---------- RECORDED DATA
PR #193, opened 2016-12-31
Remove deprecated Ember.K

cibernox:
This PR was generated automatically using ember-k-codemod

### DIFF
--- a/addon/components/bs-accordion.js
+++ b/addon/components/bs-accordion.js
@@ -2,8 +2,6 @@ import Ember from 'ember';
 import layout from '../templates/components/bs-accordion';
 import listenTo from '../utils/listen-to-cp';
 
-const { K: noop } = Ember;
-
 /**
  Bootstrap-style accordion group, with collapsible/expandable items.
--------------------
**WHAT THE EXERCISE ASKS**: Print all of the records, leaving each one exactly as it appears above.

**EXPECTED ANSWER**:
PR #193, opened 2016-12-31
Remove deprecated Ember.K

cibernox:
This PR was generated automatically using ember-k-codemod

### DIFF
--- a/addon/components/bs-accordion.js
+++ b/addon/components/bs-accordion.js
@@ -2,8 +2,6 @@ import Ember from 'ember';
 import layout from '../templates/components/bs-accordion';
 import listenTo from '../utils/listen-to-cp';
 
-const { K: noop } = Ember;
-
 /**
  Bootstrap-style accordion group, with collapsible/expandable items.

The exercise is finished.